Порой ярость и агрессию подают как антисоциальные эмоции, однако на самом деле они более чем социальны. Если нанести на карту города все случаи крика, оскорблений, визга, хлопанья дверьми и разбивания посуды, они сосредоточатся в основном в семейных домах – не на улице, не на стадионах, не на школьных дворах, не в торговых центрах. Именно в домах. Когда полиция расследует убийство, в первую очередь всегда подозревают членов семьи, любовников, сослуживцев. Поскольку агрессия служит средством формирования социальных взаимоотношений, на этом поле она и произрастает.
В то же время близкие социальные связи обычно и самые прочные. Человеческие семьи держатся на механизме примирения, который представлен в них не менее широко, чем агрессия. Супруги, братья, сестры и друзья выстраивают свои взаимоотношения, проходя через снова и снова повторяющиеся циклы конфликта и примирения. Мы демонстрируем гнев, чтобы обозначить свои позиции, затем зарываем топор войны – миримся, целуясь и ласкаясь. Другие приматы делают то же самое, защищая свои союзы от разрушительного воздействия конфликтов: после стычек они целуются и вычесывают друг друга. Им тоже проще всего дается примирение с самыми близкими.
Однако есть одна область, в которой агрессия – обычное дело, а примирения – редкость, и поэтому там все складывается принципиально иначе. Повышенного внимания эта область удостоилась после выхода в 1966 г. книги Конрада Лоренца[157]
«Агрессия» (On Aggression, 1966)[158], в которой он доказывал, что у нас имеется импульс агрессии, ведущий к разжиганию войн, и поэтому война имеет биологическое начало. Принять эту точку зрения многим мешало то, что она исходила от австрийца, во время Второй мировой войны служившего в немецкой армии. Жаркие и во многом идеологизированные споры не утихают до сих пор. По мнению одних, нам суждено воевать до скончания веков, тогда как другие видят в войне лишь культурный феномен, находящийся во взаимосвязи с конкретной политической ситуацией.Однако современная война, безусловно, в значительной степени дистанцирована от агрессивных инстинктов, присущих нашему виду. Это уже совсем иные материи. Решение о войне обычно принимают столичные «старейшины», руководствуясь политическими, экономическими и эгоистическими соображениями, а выполнять грязную работу приходится молодым. Поэтому, глядя на марширующие войска, я совсем не обязательно вижу агрессивный инстинкт в действии. Скорее, я вижу тут стадный инстинкт: тысячи людей, идущих в ногу и готовых повиноваться приказам. Сложно себе представить, чтобы солдаты Наполеона испытывали ярость, замерзая в русских лесах. И от ветеранов войны во Вьетнаме я тоже ни разу не слышал, чтобы их вела туда злость на противника. Но, увы, невероятно сложную проблему людских войн зачастую по-прежнему сводят к инстинкту агрессии.

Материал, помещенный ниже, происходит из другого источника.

PR #698, opened 2026-06-03
fix(message): emit quote remoteJid only for cross-chat quotes

jlucaso1:
## Problem

`build_quote_context_with_info` always set `ContextInfo.remoteJid` to the quoted message's chat JID. That is not what WhatsApp Web does: the message model's `msgContextInfo` getter emits `remoteJid` only when the quoted message lives in a chat other than the send target (`quotedMsg.remote != targetChat`), and a same-chat reply omits it. The serializer (`WAWebE2EProtoGenerator`) only encodes whatever `quotedRemoteJid` it receives, which is null for a same-chat quote, so the field is dropped on the wire.

Always emitting `remoteJid` on a same-chat reply diverges from WA Web and can make some clients treat a 1:1 reply as a cross-chat reference. Baileys mirrors WA Web here too (`contextInfo.remoteJid` set only when `jid !== quoted.key.remoteJid`); whatsmeow never populates `ContextInfo.RemoteJID` at all. The receive side confirms the omission is lossless: when `remoteJid` is absent, WA Web reconstructs the quoted chat from the enclosing message's `remote` (the current chat).

The old comment claimed `remoteJid` was "required by iOS to scope the quote". That was a misreading of the serializer layer. The actual defense against re-notifying mentions carried inside a quoted message is `prepare_for_quote` (it clears `mentioned_jid`/`group_mentions` from the nested copy), which is independent of `remote_jid` and predates this code.

## Fix

Thread the send target into `build_quote_context_with_info` (`quoted_chat_jid` plus a new `target_chat_jid`) and emit `remote_jid` only for a cross-chat quote:

```rust
let remote_jid = (!quoted_chat_jid.is_same_chat_as(target_chat_jid))
    .then(|| quoted_chat_jid.with_device(0).to_string());
```

The emitted `remote_jid` is the device-less chat form: a chat reference never carries a device, so `with_device(0)` strips it (and keeps the agent that `@bot`/`@interop` JIDs render, which `to_non_ad` would wrongly drop), matching the device-insensitive compare.

`Jid::is_same_chat_as` is a new device-insensitive comparator. It compares `user`/`server`/`integrator`, ignores the multi-device `device`, and compares `agent` **only for servers that render it** (`@bot`/`@interop`) via a new `Server::renders_agent` that is the single source of truth shared with the JID formatter. That keeps the comparison consistent with the JID string we actually emit: Pn/Lid/Hosted suppress the agent in display, so a stray decoded agent byte there must not split the chat, while `@bot`/`@interop` render it, so distinct agents are distinct chats. It allocates nothing, where `to_non_ad() == to_non_ad()` would build two throwaway `Jid`s.

This is equivalent to WA Web's chat comparison for every realistic input (chat JIDs are conversation addresses that carry no device), though it is not a literal port of `Wid.equals` (which is device-sensitive and has no agent concept). Newsletter participant resolution stays decoupled from `remote_jid`: a same-chat newsletter quote still sets `participant = channel`, and a cross-chat one sets both.

The bot reply path (`MessageContext::build_quote_context`) is structurally same-chat (it quotes and sends into `info.source.chat`), so it now omits `remote_jid`, matching WA Web. Cross-chat quotes stay reachable via the low-level `Client::send_message`.

## Tests

`wacore/src/proto_helpers.rs`:

- renamed `quote_context_sets_remote_jid_for_{group,dm}` to `_omits_remote_jid_same_chat_{group,dm}` (now assert `None`)
- added `_emits_remote_jid_cross_chat` (group A into group B), `_status_reply_is_cross_chat` (status@broadcast into a DM), `_device_suffix_treated_as_same_chat`, `_cross_chat_remote_jid_drops_device_suffix` (a device-scoped quoted chat emits a device-less remote_jid)
- newsletter: `_uses_channel_as_participant` (same-chat: participant kept, `remote_jid` None) and `_cross_chat_sets_both` (participant channel AND `remote_jid` emitted)
- `quote_context_strips_mentions_from_quoted_message` unchanged (the mention defense is untouched)

`wacore/binary/src/jid.rs`:

- `is_same_chat_as_matches_rendered_chat_identity`: device ignored; user/server/integrator distinguish chats; a suppressed Pn agent byte does not split the chat; distinct `@bot` agents do

```
cargo fmt --all
cargo clippy --all-targets -- -D warnings   # clean
cargo test -p wacore --lib proto_helpers     # pass (incl. new/renamed quote tests)
cargo test -p wacore-binary --lib            # 92 pass (incl. is_same_chat_as + Display)
```

## Breaking

`build_quote_context_with_info` gains a `target_chat_jid` parameter. The only in-tree caller (`MessageContext::build_quote_context`) is updated. External callers must pass the send target; pass the same JID twice for a same-chat reply.

### DIFF
--- a/src/bot.rs
+++ b/src/bot.rs
@@ -68,10 +68,14 @@ impl MessageContext {
     }
 
     pub fn build_quote_context(&self) -> wa::ContextInfo {
+        // A bot reply is same-chat: quoted chat and send target are both
+        // info.source.chat, so remote_jid is omitted (WA Web parity).
+        let chat = &self.info.source.chat;
         wacore::proto_helpers::build_quote_context_with_info(
             &self.info.id,
             &self.info.source.sender,
-            &self.info.source.chat,
+            chat,
+            chat,
             &self.message,
         )
     }
--- a/wacore/binary/src/jid.rs
+++ b/wacore/binary/src/jid.rs
@@ -224,6 +224,15 @@ impl Server {
     pub fn is_lid_family(self) -> bool {
         matches!(self, Self::Lid | Self::HostedLid)
     }
+
+    /// Whether the `agent` byte is part of the rendered JID for this server.
+    /// AD-capable servers (Pn/Lid/Hosted/HostedLid) carry it as a hidden domain
+    /// byte and suppress it in display; others (e.g. `@bot`/`@interop`) render it.
+    /// Single source of truth shared by the formatter and `Jid::is_same_chat_as`.
+    #[inline]
+    pub fn renders_agent(self) -> bool {
+        !matches!(self, Self::Pn | Self::Lid | Self::Hosted | Self::HostedLid)
+    }
 }
 
 impl fmt::Display for Server {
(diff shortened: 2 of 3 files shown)


jlucaso1:
@claude review, also please check if is possible to evict some unecessary clone or allocation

Глядя на реки крови, которые были пролиты в войнах только за последние столетия, вполне закономерно будет предположить, что тяга к войне заложена у нас в генах. Именно так, судя по всему, считал и британский премьер-министр Уинстон Черчилль, писавший: «История человеческого рода – это война. Если не считать периодов недолгого и неспокойного затишья, мира на земле не было никогда; бесконечная кровавая распря царила повсюду еще до начала времен»[159]
. К сожалению – а может, и к счастью, – подтверждений для нарисованной Черчиллем милитаристской картины найдется немного. Если частные убийства случались и сотни тысяч лет назад, как подтверждают археологические находки, то среди аналогичных свидетельств ведения массовых войн (например, захоронений, в которых оружие отыскивается в толще скопления скелетов) нет ни одного старше 12 000 лет. У нас нет ни единого доказательства того, что войны происходили до неолитической революции, с начала которой выживание людей стало зависеть от перехода к оседлой жизни и разведению скота. Даже стены Иерихона – считающиеся одним из самых первых свидетельств ведения военных действий в древности и благодаря Ветхому Завету прославившиеся тем, что рухнули, – возможно, были выстроены для защиты от селевых потоков.